### Instructions for the task
Check each line of the listing for the word "files" and give only the number of lines that have it.

### Material provided
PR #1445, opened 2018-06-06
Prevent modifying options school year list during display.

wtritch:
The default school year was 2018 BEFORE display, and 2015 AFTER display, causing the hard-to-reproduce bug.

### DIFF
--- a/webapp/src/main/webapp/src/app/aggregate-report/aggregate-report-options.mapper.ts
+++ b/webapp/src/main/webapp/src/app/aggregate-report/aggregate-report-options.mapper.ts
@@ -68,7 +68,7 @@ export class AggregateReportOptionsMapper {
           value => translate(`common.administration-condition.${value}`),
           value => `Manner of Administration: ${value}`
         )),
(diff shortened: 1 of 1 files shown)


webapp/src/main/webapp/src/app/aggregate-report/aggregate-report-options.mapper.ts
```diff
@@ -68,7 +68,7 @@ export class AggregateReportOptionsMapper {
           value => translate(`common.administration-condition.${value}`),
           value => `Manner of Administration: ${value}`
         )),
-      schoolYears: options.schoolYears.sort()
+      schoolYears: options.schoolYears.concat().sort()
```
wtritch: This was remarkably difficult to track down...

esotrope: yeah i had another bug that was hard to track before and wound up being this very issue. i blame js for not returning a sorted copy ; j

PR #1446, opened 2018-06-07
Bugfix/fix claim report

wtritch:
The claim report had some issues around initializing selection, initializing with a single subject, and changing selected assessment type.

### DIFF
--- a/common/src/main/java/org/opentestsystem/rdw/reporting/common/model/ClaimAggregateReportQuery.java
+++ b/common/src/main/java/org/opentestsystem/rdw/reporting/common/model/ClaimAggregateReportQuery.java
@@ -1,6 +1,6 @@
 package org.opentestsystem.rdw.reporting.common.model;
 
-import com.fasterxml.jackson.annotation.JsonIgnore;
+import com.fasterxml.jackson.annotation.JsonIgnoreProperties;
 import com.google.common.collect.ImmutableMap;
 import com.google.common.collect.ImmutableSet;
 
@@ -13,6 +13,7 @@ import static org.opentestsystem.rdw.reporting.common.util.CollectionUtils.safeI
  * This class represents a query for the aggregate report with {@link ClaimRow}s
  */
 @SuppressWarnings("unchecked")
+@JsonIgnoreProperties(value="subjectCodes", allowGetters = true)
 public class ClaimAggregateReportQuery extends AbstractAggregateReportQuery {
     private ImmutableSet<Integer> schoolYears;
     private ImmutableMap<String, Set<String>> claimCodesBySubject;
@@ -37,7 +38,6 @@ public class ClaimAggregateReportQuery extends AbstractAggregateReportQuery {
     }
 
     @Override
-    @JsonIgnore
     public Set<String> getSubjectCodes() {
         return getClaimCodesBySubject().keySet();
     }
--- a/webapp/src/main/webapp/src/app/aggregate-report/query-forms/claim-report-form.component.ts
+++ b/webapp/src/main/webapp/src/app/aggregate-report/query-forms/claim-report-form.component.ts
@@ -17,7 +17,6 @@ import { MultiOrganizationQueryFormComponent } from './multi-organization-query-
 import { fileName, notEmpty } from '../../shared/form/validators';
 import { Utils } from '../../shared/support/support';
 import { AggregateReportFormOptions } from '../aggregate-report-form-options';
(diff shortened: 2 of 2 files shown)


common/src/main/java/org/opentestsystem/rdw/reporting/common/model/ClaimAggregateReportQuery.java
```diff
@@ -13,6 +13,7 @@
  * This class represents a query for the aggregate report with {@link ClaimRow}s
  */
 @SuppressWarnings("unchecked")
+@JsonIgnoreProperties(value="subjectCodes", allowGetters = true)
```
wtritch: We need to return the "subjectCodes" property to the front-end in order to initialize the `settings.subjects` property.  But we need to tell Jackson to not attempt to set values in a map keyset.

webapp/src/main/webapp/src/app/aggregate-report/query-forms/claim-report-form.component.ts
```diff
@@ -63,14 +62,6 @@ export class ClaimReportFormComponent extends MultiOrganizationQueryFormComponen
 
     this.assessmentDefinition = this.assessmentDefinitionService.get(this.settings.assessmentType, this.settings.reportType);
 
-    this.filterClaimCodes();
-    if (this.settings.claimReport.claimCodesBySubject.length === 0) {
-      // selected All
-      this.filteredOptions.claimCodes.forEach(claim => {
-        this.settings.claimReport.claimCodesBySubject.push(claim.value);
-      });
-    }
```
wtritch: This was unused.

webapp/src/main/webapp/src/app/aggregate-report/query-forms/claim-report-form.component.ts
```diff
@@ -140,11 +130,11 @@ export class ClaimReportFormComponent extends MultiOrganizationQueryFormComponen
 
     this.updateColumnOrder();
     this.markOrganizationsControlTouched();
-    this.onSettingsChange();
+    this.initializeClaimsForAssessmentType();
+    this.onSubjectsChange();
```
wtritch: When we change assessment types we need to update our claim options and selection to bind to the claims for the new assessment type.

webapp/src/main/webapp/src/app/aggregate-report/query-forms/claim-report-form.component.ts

### Solution for this task
2